_TASK OBJECTIVE_: The answer must consist of each line of the records below that contains the string "CFBundleGetMainBundle".

Collected data

PR #1217, opened 2022-07-10
Restore support for GameMgr-based marker games.

Hoikas:
This re-adds support for the game manager to our codebase in a way that allows the client to use the "new" style marker games, garden doors, etc. on servers that do not support the game manager and falls back to the game managers on servers that do (eg MOULa). In this way, our client can be more safely used by individuals who do not understand the implications of our changes.

This pull request only addresses the core game manager functionality and marker games. Per discussion in IRC, it seems the desired approach is to perform one pull request per game type.

Depends on #1179, so go review that.

PR #1225, opened 2022-07-30
Add object library support.

Hoikas:
The benefit to this change is that for IDE-based generators (eg Visual Studio), you can now see the headers in a dedicated project instead of either having ghost headers that appear only as includes (or, worse, the headers duplicated into all consuming projects).

Required by #1217.

### DIFF
--- a/Sources/Plasma/FeatureLib/inc/CMakeLists.txt
+++ b/Sources/Plasma/FeatureLib/inc/CMakeLists.txt
@@ -1,9 +1,9 @@
-# Because there are no CPP sources, this needs to be an interface library. Change to
-# a static library if you ever add any real C++ code.
-add_library(pfFeatureInc INTERFACE)
-set_property(
-    TARGET pfFeatureInc
-    PROPERTY INTERFACE_LINK_LIBRARIES
+set(pfFeatureInc_HEADERS
+    pfAllCreatables.h
+)
+plasma_library(pfFeatureInc OBJECT SOURCES ${pfFeatureInc_HEADERS})
+target_link_libraries(pfFeatureInc
+    PUBLIC
         pfAnimation
         pfAudio
         pfCamera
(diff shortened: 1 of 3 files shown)


Sources/Plasma/PubUtilLib/inc/CMakeLists.txt
```diff
@@ -33,7 +34,4 @@ set_property(
         plSurface
         plVault
 )
-set_property(
-    TARGET plPubUtilInc
-    PROPERTY INTERFACE_INCLUDE_DIRECTORIES "${CMAKE_CURRENT_LIST_DIR}"
-)
+target_include_directories(plPubUtilInc INTERFACE "${CMAKE_CURRENT_LIST_DIR}")
```
dpogue, line 37: Do we want `source_group("Header Files" FILES ${plPubUtilInt_HEADERS})` for folders in VS & Xcode?

Sources/Plasma/FeatureLib/inc/CMakeLists.txt
```diff
@@ -17,7 +17,4 @@ set_property(
         pfPython
         pfSurface
 )
-set_property(
-    TARGET pfFeatureInc
-    PROPERTY INTERFACE_INCLUDE_DIRECTORIES "${CMAKE_CURRENT_LIST_DIR}"
-)
+target_include_directories(pfFeatureInc INTERFACE "${CMAKE_CURRENT_LIST_DIR}")
```
dpogue, line 20: Same question about `source_group` here

Sources/Plasma/PubUtilLib/inc/CMakeLists.txt
Hoikas: CMake automatically puts headers into that group if not groups are specified.

image

dpogue: Well that's not obvious behaviour, but okay...

dpogue (approved):

PR #1231, opened 2022-08-09
Fix for plFileSystem not finding self on Mac

colincornaby:
The code as written should have worked - but Apple seems to have changed the way they do things. There are other reports of /proc/curproc/file disappearing from macOS. I'm not sure when that happened.

This code gets called as part of the patching process - which is why I wrote this change. Patching did not work without this change.

I defined a new implementation - but I realized this will only work if the current process is an app bundle. For a flat executable (like your command line patcher @dpogue), this probably isn't going to work. I'm open to other suggestions - this take is very AppKit centric.

### DIFF
--- a/Sources/Plasma/CoreLib/plFileSystem.cpp
+++ b/Sources/Plasma/CoreLib/plFileSystem.cpp
@@ -56,8 +56,8 @@ You can contact Cyan Worlds, Inc. by email legal@cyan.com
 #   include <fnmatch.h>
 #   include <dirent.h>
 #   include <limits.h>
-#   include <sys/types.h>
 #   include <sys/param.h>
+#   include <sys/types.h>
 #   include <unistd.h>
 #endif
 
@@ -68,9 +68,9 @@ You can contact Cyan Worlds, Inc. by email legal@cyan.com
 #     endif
 #   endif
 #
-#   include <NSSystemDirectories.h>
 #   include <CoreFoundation/CoreFoundation.h>
 #   include <mach-o/dyld.h>
+#   include <NSSystemDirectories.h>
 #endif
 
 #include <sys/stat.h>
@@ -572,11 +572,11 @@ plFileName plFileSystem::GetCurrentAppPath()
     return appPath;
 #elif HS_BUILD_FOR_MACOS
     CFBundleRef myBundle = CFBundleGetMainBundle();
-    if(!myBundle) {
+    if (!myBundle) {
         char path[MAXPATHLEN];
         uint32_t pathLen = MAXPATHLEN;
         _NSGetExecutablePath(path, &pathLen);
-        appPath = ST::string::from_utf8(path);
+        appPath = ST::string::from_utf8(path, pathLen);
     } else {
         CFURLRef url = CFBundleCopyBundleURL(myBundle);
         CFStringRef path = CFURLCopyPath(url);
--- a/Sources/Plasma/CoreLib/plFileSystem.cpp
+++ b/Sources/Plasma/CoreLib/plFileSystem.cpp
@@ -68,6 +68,7 @@ You can contact Cyan Worlds, Inc. by email legal@cyan.com
 #   endif
 #
 #   include <NSSystemDirectories.h>
+#   include <CoreFoundation/CoreFoundation.h>
 #endif
 
 #include <sys/stat.h>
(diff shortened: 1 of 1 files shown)


dpogue:
This returns the path to the bundle, so I'm guessing that's the `.app` "file" and not the actual executable within it?

dpogue:
How cursed is `_NSGetExecutablePath`? https://developer.apple.com/library/archive/documentation/System/Conceptual/ManPages_iPhoneOS/man3/dyld.3.html

colincornaby:
> How cursed is `_NSGetExecutablePath`? https://developer.apple.com/library/archive/documentation/System/Conceptual/ManPages_iPhoneOS/man3/dyld.3.html

Seems workable to me, I wasn't aware it existed.

I'm not sure if it should be the executable path or the bundle path in the case of the Mac client. That might be a question we're not ready for. In since Mac apps are folders that have to be replaced completely in order to not break code signing - we probably don't want the patcher crawling into the bundle. So we'd have to get the patcher to treat the bundle like it was a file, which might require some rethink and extensions to the patcher. I don't know if we could even do something fancy like store the app as a zipfile on the server and have the patcher decompress it into place.

dpogue:
> I'm not sure if it should be the executable path or the bundle path in the case of the Mac client.

It _might_ make sense to use the bundle path if it's a bundle, and the executable path if not?

colincornaby:
> > I'm not sure if it should be the executable path or the bundle path in the case of the Mac client.
> 
> It _might_ make sense to use the bundle path if it's a bundle, and the executable path if not?

That could be a good path forward. I can implement that. If it doesn't work out when it comes time to actually do patching of the Mac client that could always be changed.

Hoikas:
That sounds like a good path forward to me.

colincornaby:
I just remembered this one is still open. I'll get back around to implementing the changes.

colincornaby:
FYI - this code is no longer being called in the latest version of the Mac patcher. Likely because I've opted out of self patching. But that means it'll likely come back into use. I manually called the function for testing.

Sources/Plasma/CoreLib/plFileSystem.cpp
```diff
@@ -566,6 +569,24 @@ plFileName plFileSystem::GetCurrentAppPath()
         appPath = ST::string::from_wchar(path);
     }
 
+    return appPath;
+#elif HS_BUILD_FOR_MACOS
+    //Not sure how we'd ever patch the executable on iOS,
+    //this is really Mac specific
+    //This will only work if this is an app bundle
```
dpogue, line 576: This comment doesn't seem accurate anymore?

colincornaby: Yep, removed!

dpogue (approved):
LGTM

Sources/Plasma/CoreLib/plFileSystem.cpp
```diff
@@ -57,6 +57,7 @@ You can contact Cyan Worlds, Inc. by email legal@cyan.com
 #   include <dirent.h>
 #   include <limits.h>
 #   include <sys/types.h>
+#   include <sys/param.h>
```
Hoikas, line 60: Alphabetize

Sources/Plasma/CoreLib/plFileSystem.cpp
```diff
@@ -68,6 +69,8 @@ You can contact Cyan Worlds, Inc. by email legal@cyan.com
 #   endif
 #
 #   include <NSSystemDirectories.h>
+#   include <CoreFoundation/CoreFoundation.h>
+#   include <mach-o/dyld.h>
```
Hoikas, line 73: Alphabetize

Sources/Plasma/CoreLib/plFileSystem.cpp
```diff
@@ -566,6 +569,21 @@ plFileName plFileSystem::GetCurrentAppPath()
         appPath = ST::string::from_wchar(path);
     }
 
+    return appPath;
+#elif HS_BUILD_FOR_MACOS
+    CFBundleRef myBundle = CFBundleGetMainBundle();
+    if(!myBundle) {
```
Hoikas, line 575:
```suggestion
    if (!myBundle) {
```

Sources/Plasma/CoreLib/plFileSystem.cpp
```diff
@@ -566,6 +569,21 @@ plFileName plFileSystem::GetCurrentAppPath()
...
+        char path[MAXPATHLEN];
+        uint32_t pathLen = MAXPATHLEN;
+        _NSGetExecutablePath(path, &pathLen);
+        appPath = ST::string::from_utf8(path);
```
Hoikas, line 579:
```suggestion
        appPath = ST::string::from_utf8(path, pathLen);
```

colincornaby:
Code suggestions have been applied. Waiting to see if they build on CI in since it's difficult for me to build these on Mac without a full client exercising things.

Hoikas (approved):

Hoikas:
@colincornaby It looks good to me - are you ready for a merge?

colincornaby:
Yep! This is ready for merge.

_OUTPUT OF THE EXERCISE_:
     CFBundleRef myBundle = CFBundleGetMainBundle();
+    CFBundleRef myBundle = CFBundleGetMainBundle();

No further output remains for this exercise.